PR #544, opened 2024-05-03
gossip/mempool: refactor Add in GossipEthTxPool and Mempool

lebdron:
## Why this should be merged

Refactor Add to implement the refactored interface https://github.com/ava-labs/avalanchego/pull/2986 , allowing not to require mutex acquire and release on every added transaction in gossip.

### DIFF
--- a/go.mod
+++ b/go.mod
@@ -1,6 +1,6 @@
 module github.com/ava-labs/coreth
 
-go 1.21.9
+go 1.21.10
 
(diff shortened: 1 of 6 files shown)


ceyonur:
I think the main avalanchego PR is closed https://github.com/ava-labs/avalanchego/pull/2986, shall we also close this one? @lebdron

PR #551, opened 2024-05-14
Generalize p2p sampling

joshua-kim:
## Why this should be merged
See https://github.com/ava-labs/avalanchego/pull/3014

## How this works
See https://github.com/ava-labs/avalanchego/pull/3014

## How this was tested
Unit tests


ceyonur:
is this still required?

joshua-kim:
Yeah this is still required... just blocked on avalanchego. This will be needed because we need to use the bandwidth-based sampling for state-sync (but not immediately). Marking as paused for now.

PR #557, opened 2024-05-20
state sync: initialize snapshots in bootstrap set mode

darioush:

### DIFF
--- a/plugin/evm/vm.go
+++ b/plugin/evm/vm.go
@@ -1055,6 +1055,9 @@ func (vm *VM) SetState(_ context.Context, state snow.State) error {
 		if err := vm.StateSyncClient.Error(); err != nil {
 			return err
 		}
+		// Ensure snapshots are initialized before bootstrapping (i.e., if state sync is skipped).
+		// Note calling this function has no effect if snapshots are already initialized.
+		vm.blockChain.InitializeSnapshots()
 		return vm.fx.Bootstrapping()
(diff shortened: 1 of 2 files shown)


plugin/evm/vm.go
```diff
@@ -1055,6 +1055,9 @@ func (vm *VM) SetState(_ context.Context, state snow.State) error {
 		if err := vm.StateSyncClient.Error(); err != nil {
 			return err
 		}
+		// Ensure snapshots are initialized before bootstrapping (i.e., if state sync is skipped).
+		// Note calling this function has no effect if snapshots are already initialized.
+		vm.blockChain.InitializeSnapshots()
```
patrick-ogrady, line 1060: To ask a dumb question....we always enter bootstrapping at least once, right?

darioush: I believe so, but @StephenButtolph knows this kind of invariant better

plugin/evm/vm.go
```diff
@@ -1055,6 +1055,13 @@ func (vm *VM) SetState(_ context.Context, state snow.State) error {
 		if err := vm.StateSyncClient.Error(); err != nil {
 			return err
 		}
+		// After starting bootstrapping, do not attempt to resume a previous state sync.
+		if err := vm.StateSyncClient.ClearOngoingSummary(); err != nil {
```
patrick-ogrady, line 1059: 👍

PR #574, opened 2024-06-07
attach ref. counting to triedb instead of statedb

darioush:


core/blockchain.go
```diff
@@ -331,6 +331,7 @@ func NewBlockChain(
 	}
 	// Open trie database with provided config
 	triedb := trie.NewDatabase(db, cacheConfig.triedbConfig())
+	triedb.EnableRefCounting()
```
darioush, line 334: can move this to the config too

ceyonur: agreed

PR #580, opened 2024-06-17
[wip] blockchain interface exploration

darioush:
### Overview
Uses a slice of the existing blockchain implementation to implement the `plugin/vm` expected [interface](https://github.com/ava-labs/coreth/pull/578/files#diff-b6c8a21338dd428e899904f1cd63f3e77c6e5cf4d13d8fe379ed8a5154376e84R20).

### Storage
For Storage, I plugged in the pathdb implementation from *coreth* (which is totally untested other than UT) for now:
- It's already hash compatible with geth code
- Doesn't require any shim layers

However this is behind a [storage/state abstraction](https://github.com/ava-labs/coreth/pull/580/files#diff-1a8349b068c08360255a34cfc4b8a0bf356b81e909fddad361b6eed24df1c2e7R74) layer inspired by the one [here](https://github.com/ava-labs/hypersdk/discussions/815#discussion-6457170).

### Components
This gives a picture of the components that are needed:
- BlockChain 
- Mempool
- Miner
- Storage
- VM components (atomic txs, engine interface)

Using the set of interfaces between these components, we can either work on replacing each one, or moving the interfaces to have better component boundaries.
Note I re-used some config structs for convenience, those can be cleaned up separately and don't represent the ideal interface.

### builds on assumptions listed [here](https://github.com/ava-labs/coreth/pull/578#issue-2352266878)

_Side note: I have considered the path of refactoring coreth in a similar way, but that is not a primary goal and it will not work drop-in (API codepaths and some initialization will be broken)._

### Testing
✅  UTs
TODO: fuji / mainnet

### Definitely broken stuff
- Items listed [here](https://github.com/ava-labs/coreth/pull/572)
- State sync


v2/chain/blockchain_ext.go
```diff
@@ -0,0 +1,85 @@
+package chain
```
ARR4N, line 1: This is as far as I got. Marking it for when I start again.

PR #581, opened 2024-06-20
logging: truncate file dirs up to "coreth/" or ''coreth@version/"

darioush:
## Why this should be merged
Avoid printing logs like `/Users/.../go/pkg/mod/github.com/ava-labs/coreth@v0.13.5-rc.0/trie/triedb/hashdb/database.go:542`

## How this works
Looks for '/' after finding the prefix

## How this was tested
CI


plugin/evm/log_test.go
```diff
@@ -0,0 +1,24 @@
...
+	"github.com/stretchr/testify/require"
+)
+
+func TestTrimPrefixes(t *testing.T) {
+	tests := []struct {
+		before string
+		after  string
+	}{
+		{"", ""},
+		{"/path/to/coreth/path/file.go", "path/file.go"},
```
ceyonur, line 18: I'm slightly in favor of keeping coreth in the path though, just to differentiate plugins from each other.

ceyonur (approved):

PR #586, opened 2024-06-25
remove pre-Durango repair scripts

darioush:
The atomic trie repair scripts were all released pre-Durango.
Nodes operating post-Durango should not require these repair scripts.


ARR4N (approved):
I don't have sufficient context to comment on overall effect of this, but the deletion looks (locally) ok to me.

ceyonur (approved):

PR #587, opened 2024-06-25
wip: separate atomic tx handling

darioush:


plugin/atx/vm.go
ceyonur, line 1: early comment: would it make sense to implement this as a FX?

darioush: where can I find the interface (or details) for FX?

ceyonur: https://github.com/ava-labs/avalanchego/blob/master/vms/secp256k1fx/fx.go
I think this is more or less the same thing though.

++++

* _WORK ORDER_
Copy the listing in full. Match it word for word.

* _SOLUTION FOR THIS PROBLEM_
PR #544, opened 2024-05-03
gossip/mempool: refactor Add in GossipEthTxPool and Mempool

lebdron:
## Why this should be merged

Refactor Add to implement the refactored interface https://github.com/ava-labs/avalanchego/pull/2986 , allowing not to require mutex acquire and release on every added transaction in gossip.

### DIFF
--- a/go.mod
+++ b/go.mod
@@ -1,6 +1,6 @@
 module github.com/ava-labs/coreth
 
-go 1.21.9
+go 1.21.10
 
(diff shortened: 1 of 6 files shown)


ceyonur:
I think the main avalanchego PR is closed https://github.com/ava-labs/avalanchego/pull/2986, shall we also close this one? @lebdron

PR #551, opened 2024-05-14
Generalize p2p sampling

joshua-kim:
## Why this should be merged
See https://github.com/ava-labs/avalanchego/pull/3014

## How this works
See https://github.com/ava-labs/avalanchego/pull/3014

## How this was tested
Unit tests


ceyonur:
is this still required?

joshua-kim:
Yeah this is still required... just blocked on avalanchego. This will be needed because we need to use the bandwidth-based sampling for state-sync (but not immediately). Marking as paused for now.

PR #557, opened 2024-05-20
state sync: initialize snapshots in bootstrap set mode

darioush:

### DIFF
--- a/plugin/evm/vm.go
+++ b/plugin/evm/vm.go
@@ -1055,6 +1055,9 @@ func (vm *VM) SetState(_ context.Context, state snow.State) error {
 		if err := vm.StateSyncClient.Error(); err != nil {
 			return err
 		}
+		// Ensure snapshots are initialized before bootstrapping (i.e., if state sync is skipped).
+		// Note calling this function has no effect if snapshots are already initialized.
+		vm.blockChain.InitializeSnapshots()
 		return vm.fx.Bootstrapping()
(diff shortened: 1 of 2 files shown)


plugin/evm/vm.go
```diff
@@ -1055,6 +1055,9 @@ func (vm *VM) SetState(_ context.Context, state snow.State) error {
 		if err := vm.StateSyncClient.Error(); err != nil {
 			return err
 		}
+		// Ensure snapshots are initialized before bootstrapping (i.e., if state sync is skipped).
+		// Note calling this function has no effect if snapshots are already initialized.
+		vm.blockChain.InitializeSnapshots()
```
patrick-ogrady, line 1060: To ask a dumb question....we always enter bootstrapping at least once, right?

darioush: I believe so, but @StephenButtolph knows this kind of invariant better

plugin/evm/vm.go
```diff
@@ -1055,6 +1055,13 @@ func (vm *VM) SetState(_ context.Context, state snow.State) error {
 		if err := vm.StateSyncClient.Error(); err != nil {
 			return err
 		}
+		// After starting bootstrapping, do not attempt to resume a previous state sync.
+		if err := vm.StateSyncClient.ClearOngoingSummary(); err != nil {
```
patrick-ogrady, line 1059: 👍

PR #574, opened 2024-06-07
attach ref. counting to triedb instead of statedb

darioush:


core/blockchain.go
```diff
@@ -331,6 +331,7 @@ func NewBlockChain(
 	}
 	// Open trie database with provided config
 	triedb := trie.NewDatabase(db, cacheConfig.triedbConfig())
+	triedb.EnableRefCounting()
```
darioush, line 334: can move this to the config too

ceyonur: agreed

PR #580, opened 2024-06-17
[wip] blockchain interface exploration

darioush:
### Overview
Uses a slice of the existing blockchain implementation to implement the `plugin/vm` expected [interface](https://github.com/ava-labs/coreth/pull/578/files#diff-b6c8a21338dd428e899904f1cd63f3e77c6e5cf4d13d8fe379ed8a5154376e84R20).

### Storage
For Storage, I plugged in the pathdb implementation from *coreth* (which is totally untested other than UT) for now:
- It's already hash compatible with geth code
- Doesn't require any shim layers

However this is behind a [storage/state abstraction](https://github.com/ava-labs/coreth/pull/580/files#diff-1a8349b068c08360255a34cfc4b8a0bf356b81e909fddad361b6eed24df1c2e7R74) layer inspired by the one [here](https://github.com/ava-labs/hypersdk/discussions/815#discussion-6457170).

### Components
This gives a picture of the components that are needed:
- BlockChain 
- Mempool
- Miner
- Storage
- VM components (atomic txs, engine interface)

Using the set of interfaces between these components, we can either work on replacing each one, or moving the interfaces to have better component boundaries.
Note I re-used some config structs for convenience, those can be cleaned up separately and don't represent the ideal interface.

### builds on assumptions listed [here](https://github.com/ava-labs/coreth/pull/578#issue-2352266878)

_Side note: I have considered the path of refactoring coreth in a similar way, but that is not a primary goal and it will not work drop-in (API codepaths and some initialization will be broken)._

### Testing
✅  UTs
TODO: fuji / mainnet

### Definitely broken stuff
- Items listed [here](https://github.com/ava-labs/coreth/pull/572)
- State sync


v2/chain/blockchain_ext.go
```diff
@@ -0,0 +1,85 @@
+package chain
```
ARR4N, line 1: This is as far as I got. Marking it for when I start again.

PR #581, opened 2024-06-20
logging: truncate file dirs up to "coreth/" or ''coreth@version/"

darioush:
## Why this should be merged
Avoid printing logs like `/Users/.../go/pkg/mod/github.com/ava-labs/coreth@v0.13.5-rc.0/trie/triedb/hashdb/database.go:542`

## How this works
Looks for '/' after finding the prefix

## How this was tested
CI


plugin/evm/log_test.go
```diff
@@ -0,0 +1,24 @@
...
+	"github.com/stretchr/testify/require"
+)
+
+func TestTrimPrefixes(t *testing.T) {
+	tests := []struct {
+		before string
+		after  string
+	}{
+		{"", ""},
+		{"/path/to/coreth/path/file.go", "path/file.go"},
```
ceyonur, line 18: I'm slightly in favor of keeping coreth in the path though, just to differentiate plugins from each other.

ceyonur (approved):

PR #586, opened 2024-06-25
remove pre-Durango repair scripts

darioush:
The atomic trie repair scripts were all released pre-Durango.
Nodes operating post-Durango should not require these repair scripts.


ARR4N (approved):
I don't have sufficient context to comment on overall effect of this, but the deletion looks (locally) ok to me.

ceyonur (approved):

PR #587, opened 2024-06-25
wip: separate atomic tx handling

darioush:


plugin/atx/vm.go
ceyonur, line 1: early comment: would it make sense to implement this as a FX?

darioush: where can I find the interface (or details) for FX?

ceyonur: https://github.com/ava-labs/avalanchego/blob/master/vms/secp256k1fx/fx.go
I think this is more or less the same thing though.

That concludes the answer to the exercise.